The Rancho Park range is under construction. Which is undoubtably why he is using his apartment as an archery range :smile:


----------



## AndyZed (Mar 27, 2011)

The doghouse will quiet down some after it wears in. Arrows will be easier to pull as we'll.


----------



## ewan (Aug 28, 2007)

fader said:


> The Rancho Park range is under construction. Which is undoubtably why he is using his apartment as an archery range :smile:


Hah! Guilty as charged


----------



## dchan (Jun 29, 2004)

That's what I get for not visiting my sister enough..
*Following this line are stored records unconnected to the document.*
Issue #996, opened 2019-11-16
Fix running out of time


mooskagh:
There are quite many reports that Lc0 fails on time in tight time conditions (and sometimes not very tight) on slow backend (and sometimes not very slow).

We need to address that, e.g.:
- If engine sees that it cannot respond immediately when sudden `stop` event comes, only gather batch of size 1. (that will be only the very first batch while thinking, and only if tree was not reused).
- Make sure that bestmove is responded immediately even if batch computation is currently in progress (it should work like that already but worth checking).
- Make sure that when time budget is over, the code that outputs bestmove is run immediately.

It would be helpful to have logs of cases when this happens. (**Note: it should be Lc0 logs, not UCI logs from chess GUI!**).
To record Lc0 logs, either pass `--logfile=filename.txt` or set UCI option `LogFile` to some file name. Then Lc0 will start to write logs there.

borg323:
This is related to #869.

mooskagh:
Indeed, but here it's mostly about minimizing time to response when engine has 0 seconds left, while there it's about distributing time budget amond moves wisely.

Naphthalin:
Is this fixed by any of the new time management variants?

mooskagh:
That's partially fixed.
Not instamoving even when there is reused tree was a real bug, and it was fixed by #1123.

I believe that "stop gathering batch when run out of time" is not fixed... Hmm although the first batch always has size of 1.
Ok, closing this for now.

Issue #1120, opened 2020-03-10
LC0 doesn't start when running a test suite. BUG


Chess321:
Fritz GUI
LC0 v0.24.0-rc2 
2x RTX 2080 Ti
4 of 6 CPU cores
8 of 64 GB RAM
Tested with different nets and net size.

Testsuite is running but LC0 is doing nothing.
[logfile.txt](https://github.com/LeelaChessZero/lc0/files/4310916/logfile.txt)

Looks like LC0 needs to be loaded again and/or run and stop infinite analysis bevor starting a test suite.
This helps sometimes.

mooskagh:
The UCI host seems to be not UCI compiant (no `ucinewgame` and no `isready` after setting the position).
So what happens is the engine starts to load the network on `go infinite` command and while it's loading, it already receives `stop` command.

If still should return the move immediately after that (without starting the search) though, so there seem to be something working incorrectly.

But I'm not able to reproduce it.

mooskagh:
Could you try to produce the process dump when Lc0 is hanging? Here are the instructions how to do it:

How to produce process dump (only useful if you use official release for Windows downloaded from GitHub (<http://lc0.org/releases>)):

1. Download and unpack **ProcDump**: <https://docs.microsoft.com/en-us/sysinternals/downloads/procdump>
2. Reproduce hanging of Lc0.
3. While Lc0 is hanging, run:
`procdump64.exe -mm lc0.exe`  <- this will produce a short dump. Use it if your search was long, millions of nodes.
or
`procdump64.exe -ma lc0.exe` <- this will produce full dump. Useful if your search was short. For long searches it can easily be gigabytes in size.
4. It will create a file named `Lc0.exe_YYMMDD_HHMMSS.dmp` (current date and time instead of YYMMDD_HHMMSS). Attach it to an issue in GitHub or post some other way.

borg323:
I can reproduce it about 50% of the time. Bisecting leads to <https://github.com/LeelaChessZero/lc0/commit/3ff07fea993bca7eca972aeb3a70563a98728f9a>. The obvious candidate is setting the default for `--max-concurrent-searchers` to 1, and indeed setting `--max-concurrent-searchers=0` works fine.

borg323:
@Chess321 can you check if <https://ci.appveyor.com/api/buildjobs/lcrpc8o5wp3mdgtf/artifacts/build%2Flc0.exe> (#1123) fixes the issue?

[...]

PR #1123, opened 2020-03-10
Fix for issue #1120

borg323:


mooskagh:
So in the end all the time there was that bug that caused time outs on short time controls!
I.e. even if there is a tree to reuse, we still do one iteration.

I think the correct fix would be:

1. Add an (atomic) flag "we have at least one visit in a tree". Set it:
1.1. In constructor if there is a tree.
1.2. At the end of every iteration.
2. Also check this flag in GetMaxConcurrentSearchers branch.

Bonus points (although probably better not touch it for the release):
3. Factor it out to a function like "CanStopSearchImmediately()"
4. Replace all other reads of `stop_` with `IsSearchActive()` call.

src/mcts/search.cc
```diff
@@ -756,8 +756,12 @@ void SearchWorker::ExecuteOneIteration() {
   if (params_.GetMaxConcurrentSearchers() != 0) {
     while (true) {
       // If search is stop, we've not gathered or done anything and we don't
-      // want to, so we can safely skip all below.
-      if (search_->stop_.load(std::memory_order_acquire)) return;
+      // want to, so we can safely skip all below. But make sure we have done
+      // at least one iteration.
+      if (search_->stop_.load(std::memory_order_acquire) &&
+          search_->total_playouts_ > 0) {
```
mooskagh: `search_->total_playouts_ + search->initial_visits_`, and it will also fix #996

Tilps: search->GetTotalPlayouts() + search->initial_visits_
to avoid the mutex protection warning issue.

PR #1126, opened 2020-03-14
Drawscore bugfix

Ttl:
GetQ was missing drawscore argument in `GetVisitsToReachU`. Also fix a wrong type for `draw_score` in `GetBestRootChildWithTemperature`.

### DIFF
--- a/src/mcts/node.h
+++ b/src/mcts/node.h
@@ -379,8 +379,8 @@ class EdgeAndNode {
   }
 
   int GetVisitsToReachU(float target_score, float numerator, float default_q,
-                        bool logit_q) const {
-    const auto q = GetQ(default_q, logit_q);
+                        float drawscore, bool logit_q) const {
+    const auto q = GetQ(default_q, drawscore, logit_q);
     if (q >= target_score) return std::numeric_limits<int>::max();
     const auto n1 = GetNStarted() + 1;
     return std::max(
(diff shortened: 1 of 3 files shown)


src/mcts/node.h
```diff
@@ -382,8 +382,8 @@ class EdgeAndNode {
   }
 
   int GetVisitsToReachU(float target_score, float numerator, float default_q,
-                        bool logit_q) const {
-    const auto q = GetQ(default_q, logit_q);
+                        float drawscore, bool logit_q) const {
+    const auto q = GetQ(default_q, drawscore, logit_q);
```
mooskagh: Uh, good find!.

..but that bug is bad. :-\
Actually, default arguments were only recently (2 years ago) allowed in the style guide, precisely because of this problem..

I suggest to remove the default value for `logit_q` and type that argument explicitly (as `/* logit_q= */ false`) at every place where it's called. There are many cases where default arguments improve readability, but in this case it does more harm than good.

src/mcts/search.cc
```diff
@@ -1028,7 +1028,7 @@ SearchWorker::NodeToProcess SearchWorker::PickNodeToExtend(
 
     if (second_best_edge) {
       int estimated_visits_to_change_best = best_edge.GetVisitsToReachU(
-          second_best, puct_mult, fpu, params_.GetLogitQ());
+          second_best, puct_mult, fpu, even_draw_score, params_.GetLogitQ());
```
Tilps: I don't think even_draw_score is the right value to use here...  Should be just draw_score I think?

Ttl: It should be draw_score. Looks like you already fixed it, so I'll close this PR.

Ttl:
Continued in #1129.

Isn't Woodley park Archer's range (Sepulveda) also using elastifoam covered with thick rubber foam?

DC


----------



## fader (May 17, 2010)

Don't know the name of it. I'll assume elastifoam is right. It looks like a bunch of yoga mats stacked together covered by a layer of foam, like you described. It served both ranges pretty well considering the insane number of arrows they saw each week.


----------



## regas (Oct 24, 2013)

a burlap bag filled with wadded up shrink wrap is quiet also.


----------



## ewan (Aug 28, 2007)

After some searching of threads I've ordered one of these: http://www.amazon.com/gp/product/B004TAATQC/ref=oh_aui_detailpage_o00_s00?ie=UTF8&psc=1 - I found a guy who used ratchet straps to compress it just enough to stop the arrows whilst also being super-quiet, so I'm going to give that a spin. Thanks guys!


----------



## Sosius (Feb 5, 2014)

I love my Block target. Quietest I've used.


----------



## Brad Rega (Oct 31, 2002)

I just started preparing for the indoor season and purchased a BLOCK target from lancaster. I put a couple layers of cardboard behind the target to increase it's life a little and it is very quiet. Without the cardboard there is probably no sound at all. They are less than $200 with shipping. Not sure how long they last yet but so far it's working very well.


----------



## Sosius (Feb 5, 2014)

Brad Rega said:


> I just started preparing for the indoor season and purchased a BLOCK target from lancaster. I put a couple layers of cardboard behind the target to increase it's life a little and it is very quiet. Without the cardboard there is probably no sound at all. They are less than $200 with shipping. Not sure how long they last yet but so far it's working very well.


Glad you chose the Block. I like mine. I only shoot 30#, but mine is wearing quite well.


----------